Indiana Daily Student

OPINION: Why are we still in-person?

Three days into the first week of this semester, I found out I had been exposed to someone who tested positive for COVID-19. Though I am vaccinated, I was in close, unmasked contact with this person for hours at a time. So I decided to stay home. 

I didn’t want to miss class, but more than that, I didn’t want to attend class and find out later that I exposed others to COVID-19. My professors were on board with that. Honestly, they all seemed grateful I was taking these possibly extra-cautionary steps to ensure everyone’s safety. 

However, they were upset to hear I’d have to miss important lessons. I was too. 

As the spread of the Omicron variant of COVID-19 is on the rise, going to in-person classes while having to wait for test results and being anxious about public interactions only hinders our learning and valuable time on campus. 

Even though my feelings about COVID-19 safety measures are strong, I want to make the disclaimer that I don’t blame any specific person for getting infected. Most people who are vaccinated and boosted, masked up and generally responsible aren’t at fault for community spread or for unknowingly carrying the virus. 
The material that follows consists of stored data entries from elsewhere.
PR #35291, opened 2020-03-28
fix struct tail initialization for inline reference allocation

JeffBezanson:
For #34126.

The fix to `init_struct_tail` is definitely needed, but I'm not sure about the change to `emit_new_struct`. It seems to me that it's currently not possible to reach `undef_derived_strct` along this path, but I might be missing something.

### DIFF
--- a/src/datatype.c
+++ b/src/datatype.c
@@ -887,19 +887,10 @@ JL_DLLEXPORT jl_value_t *jl_new_struct(jl_datatype_t *type, ...)
 
 static void init_struct_tail(jl_datatype_t *type, jl_value_t *jv, size_t na)
 {
-    size_t nf = jl_datatype_nfields(type);
-    char *data = (char*)jl_data_ptr(jv);
-    for (size_t i = na; i < nf; i++) {
-        if (jl_field_isptr(type, i)) {
-            *(jl_value_t**)(data + jl_field_offset(type, i)) = NULL;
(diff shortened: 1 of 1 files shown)


src/cgutils.cpp
```diff
@@ -2704,7 +2704,7 @@ static jl_cgval_t emit_new_struct(jl_codectx_t &ctx, jl_value_t *ty, size_t narg
             if (lt->isVectorTy() || jl_is_vecelement_type(ty)) { // maybe also check the size ?
                 init_as_value = true;
             }
-            else if (tracked.count) {
+            else if (tracked.count == 0) {
```
vtjnash:
```suggestion
            else if (tracked.count != 0) {
```

We want to keep this as a FCA if there are tracked objects. We generally don't want to `init_as_value` (though `mark_julia_type` would sink it to the stack) if we don't have to.

JeffBezanson: I'm confused about what happens below this:
```
            else if (init_as_value) {
                 ...
            }
            else {
                strct = emit_static_alloca(ctx, lt);
                if (tracked.count)
                    undef_derived_strct(ctx.builder, strct, sty, tbaa_stack);
            }
```
If `tracked.count` was nonzero, we would have set `init_as_value`, so it looks like the `undef_derived_strct` is unreachable.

On Jan. 12 during an Ask Aaron webinar, IU Chief Health Officer Dr. Aaron Carroll said the classroom is one of the safest spaces for IU students, given the fact that most students are being social, studying in public spaces on campus or eating inside of restaurants. 

While this isn’t a particularly hot take, I don’t think it takes the human complications of the spread of the virus into account. If students are spending time in places where people are generally unmasked, such as hanging out with friends, eating at a café or partying, they could easily get infected and bring COVID-19 into the classroom. 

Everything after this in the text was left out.